Caminaba detrás de aquel tipo delgaducho y enclenque a
cierta distancia tratando de disimular, aunque su apariencia le hacía difícil
pasar desapercibido. Era alto como una montaña y corpulento como un jugador
profesional de fútbol americano. Llevaba el pelo completamente rapado y poseía
una mirada capaz de hacer retroceder a un oso grizzli. Aún así, el hombre de
mediana edad al que seguía caminaba despistado avanzando por la calle Alcalá sin
tener en cuenta todo lo que sucedía a su alrededor.
Entró en el edificio y subió la escalera. Tenía una cita
concertada con un agente de seguros que llevaba todos los temas de la empresa
para la que trabajaba. Desapareció tras la puerta de un despacho mientras Igor,
su perseguidor, esperó sentado tranquilamente como si nada de aquello tuviera
que ver con él.
Su trabajo era único en el mundo. Con el auge a principios
de siglo de la investigación genética y la lectura de los códigos de ADN, una
importante multinacional tuvo una grandísima a la par que ilegal e inmoral idea.

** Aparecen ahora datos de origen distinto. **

PR #1989, opened 2026-07-29
[FCLC-2225] Migrate to fully timezone-aware datetimes

jacksonj04:
- enforce UTC-aware datetimes at the strict `Client` and metadata parsing boundaries, rejecting naive inputs
- parse search result submission datetimes as UTC-aware values and normalize MarkLogic datetime properties to UTC
- enable `DTZ` in ruff and update affected tests and changelog output

## Jira

FCLC-2225

### DIFF
--- a/src/caselawclient/models/documents/metadata/fields/unpacker.py
+++ b/src/caselawclient/models/documents/metadata/fields/unpacker.py
@@ -7,6 +7,7 @@ from caselawclient.models.documents.metadata.fields.exceptions import (
 )
 from caselawclient.models.documents.metadata.fields.field import MetadataCategoryValue, MetadataField
 from caselawclient.models.documents.metadata.fields.source import MetadataSource
+from caselawclient.models.utilities.dates import require_aware_utc
 from caselawclient.xml_helpers import Element
 
 
@@ -56,7 +57,7 @@ def unpack_a_metadata_field_from_etree(metadata_xml: Element) -> MetadataField:
         ) from exc
 
     try:
-        timestamp = datetime.fromisoformat(timestamp_value)
+        timestamp = require_aware_utc(datetime.fromisoformat(timestamp_value), name="timestamp")
     except ValueError as exc:
         raise InvalidMetadataFieldXMLRepresentationException(
             f"Metadata field XML representation is not valid: unparsable timestamp '{timestamp_value}'"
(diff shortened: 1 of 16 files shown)


src/caselawclient/models/utilities/dates.py
```diff
@@ -3,6 +3,12 @@
 from dateutil.parser import isoparse
 
 
+def require_aware_utc(value: datetime, name: str = "datetime") -> datetime:
```
jlhdxw, line 6: Shall we add a little test for this?

src/caselawclient/models/documents/metadata/fields/unpacker.py
```diff
@@ -56,7 +57,7 @@ def unpack_a_metadata_field_from_etree(metadata_xml: Element) -> MetadataField:
         ) from exc
 
     try:
-        timestamp = datetime.fromisoformat(timestamp_value)
+        timestamp = require_aware_utc(datetime.fromisoformat(timestamp_value), name="timestamp")
```
jlhdxw, line 60: Do we need to add a test to cover `unpack_a_metadata_field_from_etree` with dates? I couldn't see where this is actually called so might be one of your test updates catches this?

src/caselawclient/models/utilities/dates.py
jacksonj04: Added direct coverage in `tests/models/utilities/test_util_dates.py` for both rejection of naive values and normalisation to UTC.

src/caselawclient/models/documents/metadata/fields/unpacker.py
jacksonj04: Happy-path unpacking was already covered via `TestMetadataFieldUnpacking`. I've added `test_unpack_naive_timestamp_raises` so the new aware-datetime guard is covered explicitly as well.

src/caselawclient/models/utilities/dates.py
```diff
@@ -1,9 +1,16 @@
+from datetime import UTC as DATETIME_UTC
 from datetime import datetime
 
 from dateutil.parser import isoparse
 from pytz import UTC, tzinfo
```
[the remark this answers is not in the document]
jacksonj04: Already addressed via the `remove-pytz` follow-up / rebase — this module now only uses stdlib `datetime.UTC`.

jlhdxw (approved):

PR #2036, opened 2026-08-06
[FCLC-2260] Materialise body metadata claims into metadata_fields

jacksonj04:
- Add idempotent materialisation of body-derived DOCUMENT metadata claims for all metadata fields
- Hash `LOGIC_VERSION` into `CURRENT_METADATA_MATERIALISATION_VERSION`, stored on documents as `latest_metadata_materialisation_version` to allow finding documents which don't have latest materialisation during maintenance
- `Document.materialise_metadata_claims()` stores claims and version, `Document.save()` runs it after saving XML.

MarkLogic change to add index: [range index on `latest_metadata_materialisation_version` (same branch name in `ds-caselaw-marklogic`).](https://github.com/nationalarchives/ds-caselaw-marklogic/pull/678)

## Jira
FCLC-2260

### DIFF
--- a/CHANGELOG.md
+++ b/CHANGELOG.md
@@ -6,6 +6,11 @@ The format is based on [Keep a Changelog 1.0.0].
 
 ## Unreleased
 
+### Feat
+
+- materialise body-derived DOCUMENT metadata claims with per-field `LOGIC_VERSION` tracking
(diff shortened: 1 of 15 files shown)


jlhdxw (approved):
This looks good - we'll likely need to make some adjustments to the EUI view once this is released and that is updated with this version. I added some code to show the body claims from the document when there are no claims, so we can probably just remove that.

PR #2066, opened 2026-08-12
FCLC-2358: Per-type metadata pack/unpack; date claims as date

jacksonj04:
A bunch of improvements to how we serialise and deserialise metadata values between XML and memory, and some robustness improvements. This also better lays the ground for rich types like the upcoming party metadata, which has both name and role.

- Move claim value XML pack/unpack onto each metadata type, and introduce `PACK_VERSION` as a guard against us changing this in future
- Metadata values now handle normalisation (`normalise_metadata_field_value`)
- We actually validate a value type when constructing `MetadataField`
- **Breaking:** date metadata claim values are `datetime.date` in memory (wire format still `YYYY-MM-DD`)

# Jira

FCLC-2358

### DIFF
--- a/src/caselawclient/models/documents/metadata/base.py
+++ b/src/caselawclient/models/documents/metadata/base.py
@@ -1,13 +1,17 @@
 from abc import ABC, abstractmethod
 from collections.abc import Iterable
-from typing import TYPE_CHECKING, ClassVar, Generic, TypeVar
+from datetime import date
+from typing import TYPE_CHECKING, ClassVar, Generic, TypeVar, cast
 
 from caselawclient.models.documents.metadata.fields.field import (
-    MetadataCategoryValue,
+    MetadataDateValue,
     MetadataField,
     MetadataFieldValue,
+    MetadataStringValue,
 )
 from caselawclient.models.documents.metadata.fields.source import MetadataSource
+from caselawclient.models.documents.metadata.fields.unpack_helpers import stripped_element_text
+from caselawclient.xml_helpers import Element
 
 if TYPE_CHECKING:
     from caselawclient.models.documents import Document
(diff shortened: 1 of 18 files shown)


src/caselawclient/models/documents/metadata/base.py
```diff
@@ -75,6 +88,36 @@ class SingleMetadata(Metadata, Generic[T]):
...
+        """Like ``_string_value``, but suppressed/empty claims resolve to ``None``."""
+        resolved = self._resolve_claims()
+        if not resolved.has_any_claims:
+            return body
+        if resolved.value is None:
+            return None
+        self.validate_value(resolved.value)
+        return cast(MetadataStringValue, resolved.value).value or None
+
+    def _date_value(self, body: date | None) -> date | None:
```
jlhdxw: As we have a specific date class, is there any reason this should live outside that class?

tests/models/documents/metadata/fields/test_metadata_fields.py
```diff
@@ -42,6 +84,7 @@ def test_pack_scalar_value(self):
         assert element.get("source") == "document"
         assert element.get("timestamp") == EARLY_TIMESTAMP.isoformat()
         assert element.get("rejected") == "false"
+        assert element.get("pack_version") == "1"
```
jlhdxw: Will this fail when the value is updated? We have a comment on the setting of the value when the xml shape changes, but shall we add a note here to say we expect this to change when that also changes?

tests/models/documents/metadata/fields/test_metadata_fields.py
```diff
@@ -188,6 +236,128 @@ def test_unpack_empty_category_name_raises(self):
...
+    def test_pack_date_emits_iso_text(self):
+        field = MetadataField(
+            name="date",
+            value=MetadataDateValue(date(2023, 2, 3)),
+            source=MetadataSource.DOCUMENT,
+            id="9b2c8e4f-1a3d-4c5e-8f7a-6b0d9e2c1a34",
+            timestamp=EARLY_TIMESTAMP,
+        )
+        element = field.as_etree
+        assert element.get("pack_version") == "1"
```
jlhdxw: Sam here WRT the pack version adding a comment to make it clear this needs to be updated

tests/models/documents/metadata/fields/test_metadata_fields.py
jacksonj04: It will - adjusted so this just asserts that it matches the expected version from the class (ie it's being passed through properly).

jlhdxw (approved):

Su empresa se dedicaba a robar el ADN a grandes científicos y sabios para
después crear en el laboratorio su propia réplica a la que educar a su manera
desde la infancia. Gracias a esta práctica habían llegado a tener a los grandes
cerebros de la primera mitad del siglo XXI a su servicio. El lado malo era que
aparte de robarles el ADN para su clonación, debía eliminar cualquier rastro de
su trabajo, lo que suponía normalmente eliminar al científico de una forma poco
ortodoxa.
El minutero avanzó lentamente en su circular viaje dentro de
la esfera del reloj hasta que por fin aquel hombre salió del despacho. Caminó
dubitativo como si se hubiese perdido dentro del edificio y finalmente, antes
de bajar de nuevo por las escaleras, se dirigió a buscar los lavabos.
El ladrón de ADN supo que aquel era el momento perfecto.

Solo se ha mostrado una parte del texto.